Dirty Little Secret of Success - adamhowell
http://www.zeldman.com/2009/10/22/dirty-little-secret-of-success/
======
wsprague
The existentialists (well, at least the one that matters, Heidegger) would say
that to be human means that one never forgets a deep "uncanniness" or an
emptiness, and that part of the drive to succeed (or do drugs or find god or
stay busy driving the kids to soccer practice) is a desire to fill up this
fundamental emptiness.

This emptiness stems from the fact that you consciously wonder who you are
("consciously" meaning with words in your head), and, in the long term, no
final answer seems to be forthcoming, even though you may tell yourself
otherwise, or go to church to hear someone else tell you, etc. The emptiness
is part of the human condition and can't actually be fixed or filled. We all
feel it very deeply, and there is a huge industry around making us feel sure
of ourselves, and/ or keeping us so busy in the world that we don't have time
to contemplate the ever-present internal void.
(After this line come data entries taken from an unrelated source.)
PR #2201, opened 2024-04-24
[WIP]: enable idempotency in all serverless services

gmrabian:
### Description

https://github.com/stratiformdigital/serverless-idempotency-helper

Plugin only helps with services that deploy functions, because they compare the existing packaged functions to the latest changes. In QMR the following services have functions:
- app-api
- uploads
- ui-auth

This is half of the total services. 

Speed tests
[First and second run of a standard branch](https://github.com/Enterprise-CMCS/macpro-mdct-qmr/actions/runs/8788877588) (first being no existing resources, second being no-change re-deploy)
We can see the [ui-auth service takes 42s](https://github.com/Enterprise-CMCS/macpro-mdct-qmr/actions/runs/8788877588/job/24266397576#step:11:155) to determine there are no changes and skip
The [ui-auth service with the idempotency plugin takes the same amount of time](https://github.com/Enterprise-CMCS/macpro-mdct-qmr/actions/runs/8837106060/job/24266321059#step:11:115)

| | w/o helper | with helper (on some) |
|----|----|-----|
| Clean deploy | 23:23 | 31:39  |
| Re-deploy no changes | 8:51  |  6:39 |
| Re-deploy no changes (2) | 6:48 | 9:12  |

### Related ticket(s)

CMDCT-3447

---
### Notes

---
### Pre-review checklist


gmrabian:
> Do you happen to know if this plugin was developed before serverless had idempotency itself? I’m wondering if the framework has since added similar functionality and this plugin is redundant or deprecated as a result (again, just trying to guess at the variance with and without the plugin)

Berry had this to say
> It's OBE.  It was to correct an issue with webpack producing seemingly different artifacts from identical sources.

As a result I think we can close this PR, being that we didn't see significant benefit to using the plugin, and it seems to no longer be relevant

PR #2206, opened 2024-04-29
Improve artifact upload

berryd:
### Description
QMR differs in many ways from the other apps, so some of the issues with artifact naming convention collisions won't exit, but there is still some minor opportunity for improvement, and in the course of this work, I will verify that the uploads do in fact work.  

One thing specifically different in QMR than other applications is that e2e tests run concurrently in a GHA matrix.  This produces an interesting problem of a race condition being able to override a previously saved artifact should more than one runner fail.  This problem is mitigated by prefixing the artifact with the name of the matrix (the matrix is a singleton because it determines the path to the test to execute)

### Related ticket(s)

CMDCT-3556

---
### How to test

See [this run](https://github.com/Enterprise-CMCS/macpro-mdct-qmr/actions/runs/8882953583) for an example.  For this instance, I forced two of the e2e tests to fail to demonstrate that the artifacts could be successfully saved.  A successful run will produce no artifacts.

### Notes

---
### Pre-review checklist

---
#### Review

#### Security

---

### DIFF
--- a/.github/workflows/cypress-workflow.yml
+++ b/.github/workflows/cypress-workflow.yml
@@ -73,7 +73,7 @@ jobs:
         run: |
           pwd
           ls -alh 
-          find . -iname screenshots -type d  
+          find tests -iname \* -type d  
       - name: Upload screenshots
         uses: actions/upload-artifact@v4
         #if: failure()
--- a/.github/workflows/cypress-workflow.yml
+++ b/.github/workflows/cypress-workflow.yml
@@ -77,6 +77,6 @@ jobs:
         #if: failure()
         if: always()
         with:
-          name: cypress-test-results
+          name: ${{ matrix.containers }}-test-results
           path: tests/cypress/screenshots/
           retention-days: 14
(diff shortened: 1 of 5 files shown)


.github/workflows/cypress-workflow.yml
```diff
@@ -69,9 +69,13 @@ jobs:
           CYPRESS_STATE_USER_4: ${{ secrets.cypress-user4 }}
           CYPRESS_ADMIN_USER: ${{ secrets.cypress-admin-user }}
           CYPRESS_QMR_PASSWORD: ${{ secrets.cypress-password }}
+      - name: How can I make this unique
+        run: |
+          cat $GITHUB_ENV
```
gmrabian, line 74: meant to stay?

gmrabian (approved):
good except for one lingering "debug" step (?)

.github/workflows/cypress-workflow.yml
berryd: nope

berryd: Cleanup pushed

gmrabian (approved):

The only "authentic" (Heidegger's term) way forward is to just embrace the
"uncanniness", and quit wasting time worrying about how you can't "just enjoy
life" or "live always in the moment". I think of this as the way of life that
is "un-selfconsciously selfconscious" (tm). Look for my new book in the Self
Help section soon!

Or, one could also say that Nietszche, Heidegger, and Kierkegaard just had A
LOT of bad days and wrote some books about it...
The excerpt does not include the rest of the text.